Copy the line with "sfc-gh-akowalczyk, line 255: I" and all lines following it through the last line of the entries, exactly as written.

## Data supplied

[Start of Attachment]

PR #855, opened 2024-06-03
SNOW-1061848: Fix unit tests

sfc-gh-akowalczyk:
# Overview

SNOW-1061848

This PR fixes the unit tests for non-buffered scenario - some of them used to still validate the buffered scenario even if it was not expected.

## Pre-review checklist
- [ ] Snowpipe Changes

### DIFF
--- a/src/main/java/com/snowflake/kafka/connector/internal/streaming/DirectTopicPartitionChannel.java
+++ b/src/main/java/com/snowflake/kafka/connector/internal/streaming/DirectTopicPartitionChannel.java
@@ -252,7 +252,7 @@ public class DirectTopicPartitionChannel implements TopicPartitionChannel {
             metricsJmxReporter,
             this.offsetPersistedInSnowflake,
             this.processedOffset,
-            new AtomicLong(-1));
+            new AtomicLong(0));
     this.telemetryServiceV2.reportKafkaPartitionStart(
         new SnowflakeTelemetryChannelCreation(this.tableName, this.channelNameFormatV1, startTime));
 
@@ -891,7 +891,7 @@ public class DirectTopicPartitionChannel implements TopicPartitionChannel {
   @VisibleForTesting
   @Deprecated
   public long getLatestConsumerOffset() {
-    return -1;
+    return 0;
   }
 
   @Override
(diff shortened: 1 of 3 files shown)


src/main/java/com/snowflake/kafka/connector/internal/streaming/DirectTopicPartitionChannel.java
```diff
@@ -252,7 +252,7 @@ public DirectTopicPartitionChannel(
             metricsJmxReporter,
             this.offsetPersistedInSnowflake,
             this.processedOffset,
-            new AtomicLong(-1));
+            new AtomicLong(0));
```
sfc-gh-akowalczyk, line 255: I need to change it back to conform with the expected behavior in tests.

src/test/java/com/snowflake/kafka/connector/internal/streaming/BufferedTopicPartitionChannelTest.java
```diff
@@ -0,0 +1,329 @@
...
+import net.snowflake.ingest.utils.ErrorCode;
+import net.snowflake.ingest.utils.SFException;
+import org.apache.kafka.common.TopicPartition;
+import org.apache.kafka.connect.errors.DataException;
+import org.apache.kafka.connect.sink.SinkRecord;
+import org.apache.kafka.connect.sink.SinkTaskContext;
+import org.junit.Before;
+import org.junit.Test;
+import org.junit.runner.RunWith;
+import org.junit.runners.Parameterized;
```
sfc-gh-lshcharbaty, line 33: Let's use junit5 only in new classes

sfc-gh-lshcharbaty (approved):
lgtm

src/test/java/com/snowflake/kafka/connector/internal/streaming/BufferedTopicPartitionChannelTest.java
sfc-gh-akowalczyk: That are the tests just moved from the previous file, I would prefer avoid refactoring setup to the latest version at this moment. Eventually, we will, hopefully, move all of them to JUnit 5.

[End of Attachment]

## Solved exercise
sfc-gh-akowalczyk, line 255: I need to change it back to conform with the expected behavior in tests.

src/test/java/com/snowflake/kafka/connector/internal/streaming/BufferedTopicPartitionChannelTest.java
```diff
@@ -0,0 +1,329 @@
...
+import net.snowflake.ingest.utils.ErrorCode;
+import net.snowflake.ingest.utils.SFException;
+import org.apache.kafka.common.TopicPartition;
+import org.apache.kafka.connect.errors.DataException;
+import org.apache.kafka.connect.sink.SinkRecord;
+import org.apache.kafka.connect.sink.SinkTaskContext;
+import org.junit.Before;
+import org.junit.Test;
+import org.junit.runner.RunWith;
+import org.junit.runners.Parameterized;
```
sfc-gh-lshcharbaty, line 33: Let's use junit5 only in new classes

sfc-gh-lshcharbaty (approved):
lgtm

src/test/java/com/snowflake/kafka/connector/internal/streaming/BufferedTopicPartitionChannelTest.java
sfc-gh-akowalczyk: That are the tests just moved from the previous file, I would prefer avoid refactoring setup to the latest version at this moment. Eventually, we will, hopefully, move all of them to JUnit 5.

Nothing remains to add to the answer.